Department of Health Statistics, College of Preventive Medicine, Army Medical University, No.30 Gaotanyan Street, Shapingba District, Chongqing, 400038, China.
Chongqing Center for Disease Control and Prevention, No.8 Changjiang 2nd Street, Yuzhong District, Chongqing, 400042, China.
J Cancer Res Clin Oncol. 2023 Aug;149(10):6803-6812. doi: 10.1007/s00432-023-04643-z. Epub 2023 Feb 18.
Early identification of lung cancer (LC) will considerably facilitate the intervention and prevention of LC. The human proteome micro-arrays approach can be used as a "liquid biopsy" to diagnose LC to complement conventional diagnosis, which needs advanced bioinformatics methods such as feature selection (FS) and refined machine learning models.
A two-stage FS methodology by infusing Pearson's Correlation (PC) with a univariate filter (SBF) or recursive feature elimination (RFE) was used to reduce the redundancy of the original dataset. The Stochastic Gradient Boosting (SGB), Random Forest (RF), and Support Vector Machine (SVM) techniques were applied to build ensemble classifiers based on four subsets.

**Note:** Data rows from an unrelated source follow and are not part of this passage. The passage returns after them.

PR #35, opened 2022-09-01
MST-1525: exam forwarding middleware

Zacharis278:
**JIRA:** [MST-1525](https://2u-internal.atlassian.net/browse/MST-1525?atlOrigin=eyJpIjoiZGQyYTdhNWZkZGY5NDNlMjg0M2U2MGUwYjFmZDhhMjUiLCJwIjoiaiJ9)

**Description:**

1. Introduces router app to intercept requests and forward requests to edx-proctoring based on the courses configured proctoring provider
2. Allows a courses proctoring provider to be set to null. This is needed in the event we need to switch a course back from and LTI provider to one configured in edx-proctoring.

**Author concerns:** This introduces some unfortunate weirdness with timed exams. A course needs to universally use one exam service or the other and we've chosen to look at the configured proctoring provider to make that determination. That means timed exams are also impacted by selecting an LTI provider. We might need to revisit this if it becomes confusing/cumbersome to roll out.

**Merge checklist:**
- [ ] All reviewers approved
- [ ] CI build is green
- [ ] Changelog record added
- [ ] Commits are squashed

**Post merge:**


edx_exams/apps/api/serializers.py
```diff
@@ -16,7 +16,7 @@ class ExamSerializer(serializers.ModelSerializer):
     course_id = serializers.CharField(required=False)
     content_id = serializers.CharField(required=True)
     time_limit_mins = serializers.IntegerField(required=True)
-    due_date = serializers.DateTimeField(required=False, format=None)
+    due_date = serializers.DateTimeField(required=True, format=None, allow_null=True)
```
Zacharis278, line 19: the view will blow up if this property doesn't exist so I think changing this to be required but allow null is prudent.

edx_exams/apps/router/interop.py
```diff
@@ -0,0 +1,21 @@
...
+Module for writing data to edx-proctoring
+"""
+from posixpath import join as urljoin
+
+from django.conf import settings
+from requests.exceptions import HTTPError
+
+from edx_exams.apps.core.rest_utils import get_client, make_request
+
+LMS_REGISTER_PROCTORED_EXAMS_API_TPL = 'api/edx_proctoring/v1/proctored_exam/exam_registration/course_id/{}'
```
ashultz0, line 11: yay searchable

edx_exams/apps/router/interop.py
```diff
@@ -0,0 +1,21 @@
...
+
+def register_exams(course_id, request_data):
```
ashultz0, line 13: request data is a list of exams, maybe call it exams or exam_list or something

or just quickly go add types to everything in edx-exams ;)

edx_exams/apps/router/middleware.py
```diff
@@ -0,0 +1,32 @@
...
+    """
+    Intercept requests and determine if exams for this course
+    should be managed by legacy edx-proctoring system. If so, requests
+    are intercepted and forwarded to that service
+    """
+    def process_view(self, request, view_func, view_args, view_kwargs):
+        try:
+            override_view = OVERRIDE_VIEW_MAP.get(view_func.view_class)
+        except AttributeError:
+            override_view = None
```
ashultz0, line 25: this feels like it would make more sense in form of an if
if func in map
view = view
else view = none

because it's not really an error, it's just not in the map

ashultz0 (commented):
some minor stuff for today, will try to read more before vacation but may not get to it

looks generally fine

edx_exams/apps/router/middleware.py
```diff
@@ -0,0 +1,32 @@
+"""
+Middleware that checks if in incoming request should be
+routed to the legacy proctoring service (edx-proctoring)
```
ashultz0, line 3: maybe this class and the map and so on should be named legacy or proctoring? Since this is not a generic override, it's the ExamRequestLegacyRedirectMiddleware. Except that's too long.

edx_exams/apps/router/middleware.py
```diff
@@ -0,0 +1,32 @@
...
+    are intercepted and forwarded to that service
+    """
+    def process_view(self, request, view_func, view_args, view_kwargs):
+        try:
+            override_view = OVERRIDE_VIEW_MAP.get(view_func.view_class)
+        except AttributeError:
+            override_view = None
+
+        # call into override if a function is defined for this request method
+        if override_view and getattr(override_view, request.method.lower()):
```
ashultz0, line 28: the getattr is always a bad sign as is the fact that you could invisibly have a POST override but no PATCH override

Would it make sense to require that the override views cover the same methods as the originals? And just let things fail messily if they don't.

Or make the map be method specific?
(CourseExamsView, PATCH): CourseExamsOverrideView
after writing that out I really don't like it

Zacharis278: yeah I was trying to have this fall through seamlessly but now that you point it out that's pretty undesirable. I can see no reason we would ever want GET to go one place and PATCH to go another 😬

edx_exams/apps/router/middleware.py
Zacharis278: the reason I have this here is some functions passed to this middleware may not have a view_class attribute so this simplifies having to check if that attribute exists first.

edx_exams/apps/api/v1/tests/test_views.py
```diff
@@ -219,10 +219,8 @@ def test_exam_modified_type(self):
         self.assertEqual(proctored_exam.is_active, True)
 
     @ddt.data(
-        (True, 'proctored', True),  # test case for a proctored exam with no course config
         (False, 'proctored', False),  # test case for a proctored exam with a course config
         (False, 'timed', True),  # test case for a timed exam with a course config
-        (True, 'timed', True)  # test case for a timed exam with no course config
```
Zacharis278, line 225: at the moment, if there's no course config these requests are redirected to edx-proctoring.

varshamenon4: Question: could you clarify what the first True in the tuple signifies? Thanks!

edx_exams/apps/api/v1/views.py
```diff
@@ -123,7 +123,7 @@ def handle_exams(cls, request_exams_list, course_exams_qs, course_id):
                 provider = None
                 # get exam type class, which has specific attributes like is_proctored, is_timed, etc.
                 exam_type_class = get_exam_type(exam['exam_type'])
-                config = CourseExamConfiguration.objects.filter(course_id=course_id).first()
+                config = CourseExamConfiguration.get_configuration_for_course(course_id)
```
varshamenon4, line 126: Question: I see that this approach feels more readable (i.e. using `get_configuration_for_course` method instead of `filter`), but is there any other reason to use this approach rather than filter? Is filter more prone to bugginess here? Just curious. :)

edx_exams/apps/api/v1/views.py
```diff
@@ -212,26 +212,34 @@ def handle_config(cls, provider, course_id):
...
         """
+        error = None
+
         # check that proctoring provider is in request
-        if request.data.get('provider') is None:
-            response_status = status.HTTP_400_BAD_REQUEST
-            data = {"detail": "No proctoring provider name in request."}
+        if 'provider' not in request.data:
+            error = {"detail": "No proctoring provider name in request."}
+        elif request.data.get('provider') is None:
```
varshamenon4, line 227: Question: could you clarify the difference between the if and elif conditions? This basically allows for the provider to be 'None' in the case described in the PR description if the provider needs to be switched back from LTI to proctoring?

edx_exams/apps/api/v1/views.py
```diff
@@ -212,26 +212,34 @@ def handle_config(cls, provider, course_id):
...
-                self.handle_config(provider, course_id)
-                response_status = status.HTTP_204_NO_CONTENT
-                data = {}
             # return 400 if proctoring provider does not exist
             except ObjectDoesNotExist:
-                response_status = status.HTTP_400_BAD_REQUEST
-                data = {"detail": "Proctoring provider does not exist."}
+                error = {"detail": "Proctoring provider does not exist."}
+
+        if not error:
```
varshamenon4, line 236: Nice, this logic/flow makes sense to me!

edx_exams/apps/core/exam_types.py
```diff
@@ -35,9 +35,35 @@ class TimedExamType(ExamType):
...
+    Properties for practice exam
+    """
+    name = 'practice'
+    description = 'Practice, non-proctored, timed exam'
+    is_proctored = False
+    is_timed = True
+    is_practice = True
+
+
+class OnboardingExamType(ExamType):
```
varshamenon4, line 49: Suggestion: when this is eventually changed, would this need to be changed? Are there any other changes? I like that you included comments on this, but wondering if any additional documentation or a different approach would make the change cleaner from not supporting onboarding exams to supporting.

edx_exams/apps/core/migrations/0008_alter_exam_exam_type.py
```diff
@@ -0,0 +1,18 @@
...
+
+    dependencies = [
+        ('core', '0007_alter_proctoringprovider_name'),
+    ]
+
+    operations = [
+        migrations.AlterField(
+            model_name='exam',
+            name='exam_type',
+            field=models.CharField(choices=[('proctored', 'Non-practice, timed, proctored exam'), ('timed', 'Non-practice, non-proctored, timed exam'), ('practice', 'Practice, non-proctored, timed exam'), ('onboarding', 'Practice, timed, proctored exam')], db_index=True, max_length=255),
```
varshamenon4, line 16: Nit: For some of the choices, timed comes before proctored and for others after:
'Non-practice, timed, proctored exam'
'Non-practice, non-proctored, timed exam'
For readability, you could consider having the order be consistent for these strings.

edx_exams/apps/core/models.py
```diff
@@ -142,11 +142,22 @@ class CourseExamConfiguration(TimeStampedModel):
...
 
     allow_opt_out = models.BooleanField(default=False)
 
     class Meta:
         """ Meta class for this Django model """
         db_table = 'exams_courseexamconfiguration'
         verbose_name = 'course exam configuration'
+
+    @classmethod
+    def get_configuration_for_course(cls, course_id):
```
varshamenon4, line 155: Nice!

edx_exams/apps/core/rest_utils.py
```diff
@@ -0,0 +1,37 @@
+"""
+Utils for reading and writing data to other services using REST.
+"""
+from django.conf import settings
+from edx_rest_api_client import client as rest_client
+
+
+# pylint: disable=inconsistent-return-statements
+def make_request(method, url, client, **kwargs):
```
varshamenon4, line 9: Question: is there a reason that a method needs to be created for this? As in, is there not an existing method that does this? Is there something custom happening here? Thanks for clarifying!

edx_exams/apps/core/rest_utils.py
```diff
@@ -0,0 +1,37 @@
...
+    """
+    Helper method to make an http request using
+    an authN'd client.
+    """
+    if method not in ['GET', 'POST', 'PUT', 'PATCH', 'DELETE']:  # pragma: no cover
```
varshamenon4, line 14: Question: what is "pragma: no cover"?

edx_exams/apps/router/middleware.py
```diff
@@ -0,0 +1,35 @@
...
+Middleware that checks if in incoming request should be
+routed to the legacy proctoring service (edx-proctoring)
+"""
+from django.utils.deprecation import MiddlewareMixin
+
+from edx_exams.apps.api.v1.views import CourseExamsView
+from edx_exams.apps.core.models import CourseExamConfiguration
+from edx_exams.apps.router.views import CourseExamsLegacyView
+
+LEGACY_VIEW_MAP = {
```
varshamenon4, line 11: Question: Is this a map because we anticipate multiple views having legacy views to be mapped to?

varshamenon4 (commented):
I've gone through most of the code and it looks great! Most of the comments are just clarifying questions for my own learning. A couple of suggestions, too. I still need to finish the last bit, but I wanted to get out these comments now before our meeting!

edx_exams/apps/api/v1/tests/test_views.py
Zacharis278: it signifies using a different course id that doesn't have a configuration in edx-exams so I removed these cases for the time being since so long as the new router app exists those requests will never hit this view

edx_exams/apps/api/v1/views.py
Zacharis278: mostly just about creating a reusable function for a commonly used database operations. As far as using get() under the hood instead of filter() the query will only ever return zero or one objects since course_id is unique at the database level. IMO it's more appropriate then returning the first element in a list of 1

edx_exams/apps/api/v1/views.py
Zacharis278: this ensures you have to explicitly set the provider to `null` in the request. So the first check makes sure 'provider' is afield in the request and the second checks if the value itself is None/null.

Actually this reminds me I need to throw a test in here 💡

edx_exams/apps/router/middleware.py
Zacharis278: yup 👍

The synthetic minority oversampling technique (SMOTE) was used in the preprocessing of imbalanced data.
FS approach with SBF and RFE extracted 25 and 55 features, respectively, with 14 overlapped ones. All three ensemble models demonstrate superior accuracy (ranging from 0.867 to 0.967) and sensitivity (0.917 to 1.00) in the test datasets with SGB of SBF subset outperforming others. The SMOTE technique has improved the model performance in the training process. Three of the top selected candidate biomarkers (LGR4, CDC34, and GHRHR) were highly suggested to play a role in lung tumorigenesis.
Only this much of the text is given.